Pegilodecakin Falls Short in Phase III Pancreatic Cancer Trial

Maura Dickler, MD, vice president, late phase development, Lilly Oncology

Maura Dickler, MD

Combining the pegylated IL-10 pegilodecakin with FOLFOX (folinic acid, 5-FU, oxaliplatin) chemotherapy did not improve overall survival (OS) as a second-line therapy for patients with metastatic pancreatic cancer, according to topline results from the phase III SEQUOIA trial.¹

Lilly Oncology, the company developing pegilodecakin, plans to submit the safety and efficacy data from the trial at an upcoming medical conference.

"Pancreatic cancer has proven to be one of the most difficult tumor types to treat and there have been very few recent treatment advancements in the later-line metastatic setting. We are grateful to the patients, investigators, and researchers who participated in the study," Maura Dickler, MD, vice president, late phase development, Lilly Oncology, said in a press release.

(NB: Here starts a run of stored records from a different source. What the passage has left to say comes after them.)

PR #1156, opened 2023-06-28
don't install curl when building from python:3

technillogue:
`python:3` already includes curl. This lets users skip an unnecessary apt update, and makes the tini layer faster to pull. 

for this cog.yaml:
```yaml
build:
  gpu: false
  python_version: "3.10"
```

before: 4.82MB
after: 23.1KB

### DIFF
--- a/pkg/dockerfile/generator.go
+++ b/pkg/dockerfile/generator.go
@@ -262,7 +262,9 @@ func (g *Generator) installTini() string {
 	// N.B. If you remove/change this, consider removing/changing the `has_init`
 	// image label applied in image/build.go.
 
+    // python:3 includes curl, so it does not need to be installed
 	install := `RUN set -eux; \`
+	// nvidia/cuda does not include curl, so it must be installed
 	if g.Config.Build.GPU {
 		install = `RUN --mount=type=cache,target=/var/cache/apt set -eux; \
 apt-get update -qq; \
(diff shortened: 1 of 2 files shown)


pkg/dockerfile/generator.go
```diff
@@ -261,12 +261,17 @@ func (g *Generator) installTini() string {
 	//
 	// N.B. If you remove/change this, consider removing/changing the `has_init`
 	// image label applied in image/build.go.
-	lines := []string{
-		`RUN --mount=type=cache,target=/var/cache/apt set -eux; \
+
+	install := `RUN set -eux; \`
+	if g.Config.Build.GPU {
```
mattt, line 266: It'd be nice to provide some context for why a GPU image needs to run this code. A code comment would help. Or what do you think about updating the `installTini` function to take an `installCurl` Boolean parameter, to make the intention clearer?

mattt:
Hi, @technillogue. Thanks for the PR! I left a comment about providing some more context around this change. I think you may also need to update a couple tests to remove the expected `RUN apt-get install` lines from the generated Dockerfiles. The one other thing is that you'll need to [sign your commit](https://docs.github.com/en/authentication/managing-commit-signature-verification/signing-commits) to pass the DCO check.

Once we have all that, I'd be happy to approve a CI run and get this merged 😃

pkg/dockerfile/generator.go
technillogue: is this comment enough?

mattt: That works, yeah. Thanks!

mattt:
Closing in favor of #1161

PR #1159, opened 2023-06-30
Install tini with apt

mattt:
Alternative to #1156 

The [tini README](https://github.com/krallin/tini#debian) provides installation instructions for installing with `apt`. I believe this should work for both the Python and CUDA base images.


mattt:
Closing since the point of #1156 was to avoid apt update in the first place.

PR #1160, opened 2023-06-30
Use `docker run --init` instead of installing tini

mattt:
The [tini README] includes the following note:

> **Note**
> If you are using Docker 1.13 or greater, Tini is included in Docker itself. This includes all versions of Docker CE. To enable Tini, just [pass the --init flag to docker run](https://docs.docker.com/engine/reference/commandline/run/).

This PR removes tini (see #844) in favor of using the `--init` option for Docker.

### DIFF
--- a/pkg/docker/run.go
+++ b/pkg/docker/run.go
@@ -52,6 +52,7 @@ func generateDockerArgs(options internalRunOptions) []string {
 	// Use verbose options for clarity
 	dockerArgs := []string{
 		"run",
+		"--init",
 		"--rm",
 		"--shm-size", "8G", // https://github.com/pytorch/pytorch/issues/2244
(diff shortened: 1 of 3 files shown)


mattt:
@nickstenning In #840, you wrote that "It would probably be sensible for the images that Cog builds to be suitable for production environments without further tweaking." If Docker ships with built in support for tini through the `--init` flag, do you think that's sufficient? Or does that fall under "further tweaking".

mattt:
Looking around, I see software like Deno moving away from `--init` to providing their own init handler. #1161 takes the approach I saw there, where tini is install using curl in a separate stage.

nickstenning:
Yup, #1161 or something like it is the way to do. We can't rely on `docker --init` for the simple reason that we don't use Docker in production.

PR #1161, opened 2023-06-30
Download `tini` in separate stage

mattt:
Alternative to #1156

This PR downloads `tini` using `curl` in a separate build stage, and then copies it over. This avoids running `apt update` or relying on the existence of `curl`.


mattt:
@technillogue What do you think about this approach?

technillogue:
nice, exactly what I was thinking of https://github.com/replicate/cog/compare/main...syl/no-base-curl

technillogue:
https://hub.docker.com/r/appropriate/curl/tags is slightly smaller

"While we are disappointed by the outcome of the SEQUOIA study, we look forward to the upcoming results in lung cancer, learning from those results and increasing our understanding of pegilodecakin's novel mechanism of action in cancer immunotherapy," added Dickler.

The global, multicenter, randomized phase III SEQUOIA trial included 567 patients with metastatic adenocarcinoma of the pancreas with disease progression after first-line treatment with a gemcitabine-containing regimen. Patients were randomized to FOLFOX alone or in combination with pegilodecakin. Overall survival was the primary endpoint.

Grade 3/4 adverse events that occurred at a ≥5% higher rate in the pegilodecakin versus the FOLFOX-alone arm included neutropenia, thrombocytopenia, fatigue, and anemia.

The SEQUOIA trial was launched following positive data from the phase I/Ib IVY study, which explored pegilodecakin as monotherapy and combined with chemotherapy or immunotherapy across several solid tumor types, including pancreatic cancer, non—small cell lung cancer, and renal cell carcinoma.

Data from the IVY trial were presented at the 2018 ESMO Congress for a subgroup of 25 heavily pretreated patients with pancreatic ductal adenocarcinoma.² The patients were treated with pegilodecakin (5.0 µg/kg) plus FOLFOX. Twenty-one patients had not received a prior platinum-based regimen and had progressed on a gemcitabine-containing regimen. The median number of prior therapies was 2 (range, 1-5). The median follow-up was 26.4 months (range, 22-32).

Among 19 evaluable patients, the objective response rate (ORR) was 15.8%, including 2 (10.5%) complete responses and 1 partial response. The disease control rate was 73.7%. The median progression-free survival and median OS were 2.6 and 10.2 months, respectively. The 1- and 2-year OS rates were 42.9% and 28.6%, respectively.

In the safety population, which included all 25 patients, grade 3/4 treatment-related adverse events included thrombocytopenia (56%), anemia (44%), neutropenia (36%), leukopenia (12%), and fatigue (12%). Sixteen percent of patients had grade 1/2 neuropathy, but there were no reported cases of grade 3/4 neuropathy.

"More than 56,700 Americans—mothers, daughters, fathers, sons, colleagues and friends—will be diagnosed with pancreatic cancer this year alone," Julie Fleshman, JD, MBA, president and CEO of the Pancreatic Cancer Action Network (PanCAN), said in the press release. "Because this is an aggressive disease and the current scope of treatment options is limited, there remains an urgent need for meaningful solutions to improve outcomes for pancreatic cancer patients."

References

1. Lilly announces phase 3 study in patients with metastatic pancreatic cancer did not meet primary endpoint of overall survival. Posted October 16, 2019. Accessed October 16, 2019. https://prn.to/2VMNc2p.
2. Hecht JR, Naing A, Falchook GS, et al. Responses and durability of clinical benefit in pancreatic ductal adenocarcinoma (PDAC) patients treated with pegilodecakin (AM0010) in combination with 5-FU/LV and oxaliplatin (FOLFOX). Ann Oncol. 2018;29(8 suppl, abstr 1143P). doi: 10.1093/annonc/mdy288.016.